Personal information
- Born: January 21, 1987 (age 38) Hollywood, Florida, U.S.
- Height: 5 ft 10 in (1.78 m)
- Weight: 180 lb (82 kg)

Career information
- High school: Blanche Ely (Pompano Beach, Florida)
- College: Auburn
- NFL draft: 2010: 5th round, 138th overall pick

Career history
- Oakland Raiders (2010); Jacksonville Jaguars (2011)*; Cincinnati Bengals (2011)*; Pittsburgh Steelers (2012)*;
- * Offseason and/or practice squad member only

Awards and highlights
- Second-team All-SEC (2009);

Career NFL statistics
- Total tackles: 6
- Stats at Pro Football Reference

= Walter McFadden =

American football player (born 1987)

Walter McFadden Jr. (born January 21, 1987) is an American former professional football player who was a cornerback in the National Football League (NFL). He was selected by the Oakland Raiders in the fifth round of the 2010 NFL draft. He played college football for the Auburn Tigers and high school football at Ely High School in Pompano Beach, Florida.

==Professional career==

Pre-draft measurables
| Height | Weight | 40-yard dash | 10-yard split | 20-yard split | 20-yard shuttle | Three-cone drill | Vertical jump | Broad jump | Bench press |
| 5 ft 10 in (1.78 m) | 181 lb (82 kg) | 4.39 s | 1.54 s | 2.58 s | 4.28 s | 6.90 s | 35.5 in (0.90 m) | 10 ft 3 in (3.12 m) | 5 reps |
All values from Pro Day

===Oakland Raiders===
He was selected by Oakland Raiders in the fifth round (138th overall) of the 2010 NFL draft. He was released by the Raiders on September 3, 2011.

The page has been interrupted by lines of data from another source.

PR #689, opened 2024-10-10
Faster SyncTeX by reusing scanner object

### LINKED ISSUE #685: Speeding up repeated synctex queries?
Currently, zathura reloads the synctex file for every query.

As can be seen in `zathura/synctex.c`:

```cpp
bool synctex_get_input_line_column(const char* filename, unsigned int page, int x, int y, char** input_file,
                                   unsigned int* line, unsigned int* column) {
  if (filename == NULL) {
    return false;
  }

  synctex_scanner_p scanner = synctex_scanner_new_with_output_file(filename, NULL, 1);

...

  synctex_scanner_free(scanner);

  return ret;
}
```

This is very slow for large PDF and synctex files e.g. files with 1000+ lines.

I think it would be preferable if zathura keep the scanner around.

This has the additional complexity of having to watch the synctex file for changes / deletion, but I think this is not a big issue.

If you add

```cpp
#include <synctex/synctex_parser_utils.h>
```

then you can use the variables

```cpp
extern const char * synctex_suffix;
extern const char * synctex_suffix_gz;
```

and function

```cpp
void _synctex_strip_last_path_extension(char * string);
```

in order to compute the file name of the synctex file.

That said, we still need to use either the file monitor or `hash_file_sha256` to detect the changes in the file. The latter is probably easier because it avoids possible race condition with multiple threads accessing the synctex scanner at the same time.

user202729:
Fixes #685 .

The code is mostly copied from synctex's own code for new interactive feature.

A disadvantage I can think of is the scanner object consumes memory even when user is not looking up anything, but I think this is inevitable.

### DIFF
--- a/zathura/synctex.c
+++ b/zathura/synctex.c
@@ -17,85 +17,82 @@
 #include "adjustment.h"
 
 #ifdef WITH_SYNCTEX
-synctex_scanner_p scanner = NULL; // the last scanner object
-time_t last_modification_time = 0; // the last modification time of the synctex file
-char* last_pdf_file_name = NULL; // the last output file name
 
 // Get the modification time of the synctex file of the current scanner.
-time_t get_synctex_file_modification_time() {
+time_t get_synctex_file_modification_time(zathura_t *zathura) {
   struct stat attr;
-  if (stat(synctex_scanner_get_synctex(scanner), &attr) < 0) {
+  if (stat(synctex_scanner_get_synctex(zathura->synctex.scanner), &attr) < 0) {
     return 0;
   }
   return attr.st_mtime;
 }
 
-bool synctex_need_new_scanner(const char* filename) {
-  if (scanner == NULL || last_pdf_file_name == NULL) {
+bool synctex_need_new_scanner(zathura_t *zathura, const char* pdf_filename) {
+  if (zathura->synctex.scanner == NULL || zathura->synctex.last_pdf_file_name == NULL) {
     return true;
   }
 
-  if (g_strcmp0(last_pdf_file_name, filename) != 0) {
+  if (g_strcmp0(zathura->synctex.last_pdf_file_name, pdf_filename) != 0) {
     return true;
   }
 
-  if (get_synctex_file_modification_time() != last_modification_time) {
+  if (get_synctex_file_modification_time(zathura) != zathura->synctex.last_modification_time) {
     return true;
   }
 
   return false;
 }
 
-// Create scanner global variable from given PDF file name.
-bool synctex_make_scanner(const char* filename) {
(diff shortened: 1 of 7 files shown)


zathura/synctex.c
```diff
@@ -16,22 +17,74 @@
 #include "adjustment.h"
 
 #ifdef WITH_SYNCTEX
+synctex_scanner_p scanner = NULL; // the last scanner object
+time_t last_modification_time = 0; // the last modification time of the synctex file
+char* last_pdf_file_name = NULL; // the last output file name
```
sebastinas, line 22: This state would need to go to the `zathura_t` struct. When the document is closed and reopened, also the scanners can be reopened.

sebastinas (changes requested):

zathura/synctex.c
user202729: What do you mean by "the scanners can be reopened"?

I don't think reloading the synctex file early is a good idea consider that for a large document it can take up to a few seconds, which would make zathura look sluggish.

An alternative is to load it in a separate thread — that way CPU is consumed but otherwise nothing bad happens. What do you think?

zathura/zathura.h
```diff
@@ -223,6 +227,15 @@ struct zathura_s {
    * Context for MIME type detection
    */
   zathura_content_type_context_t* content_type_context;
+
+  /**
+   * SyncTeX context. The scanner object is cached for better performance.
+   */
+  struct {
+    synctex_scanner_p scanner;
+    time_t last_modification_time; // the last modification time of the synctex file
```
sebastinas: This doesn't need to be tracked. The idea would be that if the file is reloaded due to changes, the scanner is freed. The next time the scanner is used, it can be reopened.

user202729: Makes sense.

Do you think it's worth considering the possibility that (somehow) only the synctex file is updated and not the PDF (e.g. the user surgically modify the synctex file somehow)?

What I think: in practice it will never happen, and the most common cases (e.g. the user delete the synctex file, a new synctex file appear because user move it from another directory) are gracefully handled.

user202729: Alright, done.

Remark: `sc_reload` is called on PDF file change and `zathura_free` is called on program exit, but both of them calls `document_close` anyway.

Side note 2, technically the non-null check is redundant because `synctex_scanner_free` does the check anyway.

zathura/synctex.c
sebastinas: I meant that when the document is closed, the scanner is closed as well. When the file is reopened and on the next synctex operation, the scanner is then also reloaded.

user202729:
@sebastinas Thanks!

PR #717, opened 2025-01-18
document.c: exit when file is not found

aryalaadi:
It is annoying to deal with 10 windows opening when I accidentally copy a file name that has spaces without quotes.


sebastinas:
So that means that if people mistype an `:open` the program closes. This is the wrong solution for your problem.

aryalaadi:
I still want to fix this, would you merge if I add this check while parsing the command line in main.c instead?

sebastinas:
How though? zathura accepts more than local filenames which make it impossible to check for all cases.

aryalaadi:
guess ill keep this patch for myself

Issue #719, opened 2025-01-19
Handling Long Documents


jchilds0:
Currently loading large documents can cause issues due to overflows in cairo, reported in #449, #365, #253, #200 and #65. Instead of using GtkGrid, either

1.  Create subsurfaces (for each page) of a single surface using `cairo_surface_create_for_rectangle` and draw as many pages as can fit to this surface. Then move the pages around, changing which ones are drawn and where, on this surface as the user scrolls, or
2. Limit the number of pages in the grid, changing which pages are contained in the grid as the user scrolls,

This issue is for any comments since this is not a small change to make, which one seems like the better option and would this resolve those issues.

Issue #449, opened 2024-02-27
Zooming in on long pdfs causes memory leak


sebastinas:
*On GitLab by @sungodmoth on Feb 27, 2024, 16:04*

---

(Note: This is similar to the issue reported in the (very old) issue #209. However, the reporter of that issue did not seem to encounter the boundless increase in memory usage that I have seen, and did not identify the problem as being restricted to long pdfs.) 

Environment: Running i3wm on Manjaro Linux. zathura version 0.5.4, `pdf-mupdf` version 0.4.1.

Description: With most pdfs I am able to zoom as far as zathura allows me to, with no issue. But on _long_ pdfs, seemingly those with \>1000 or so pages, zooming far enough in causes a black screen, and zooming even further than that causes the image to return (but blurry) and zathura's memory usage, as reported by system utilities, _rapidly_ rises (I'm talking about a rate of over a gigabyte per second) with no sign of stopping, until either zathura is closed or the document is again zoomed out, at which point it returns to normal.

Note that this is completely uncorrelated to the file size of the file, and seems to be solely caused by the _page count_. Zooming in on a pdf around 150MB in size but only 500 pages in length, the problem is absent. I have attached for reference a tiny 2000 page file (created by repeated self-concatenation of a minimal pdf) which is only 262KB in size, which displays the problem clearly.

===Jacksonville Jaguars===
On October 18, 2011, he was signed to the Jacksonville Jaguars practice squad.

===Cincinnati Bengals===
On November 15, 2011, he signed to the Cincinnati Bengals practice squad. On November 22, 2011, he was released by the Bengals after seven days being signed.

===Pittsburgh Steelers===
On January 20, 2012, McFadden was signed by the Pittsburgh Steelers.
He was released August 27, 2012, and was re-signed to the practice squad on December 26, 2012.

==Personal life==
He is the younger brother of NFL cornerback Bryant McFadden and cousin of Patrick Peterson.
He married his longtime college girlfriend Brandi Means in July 2012.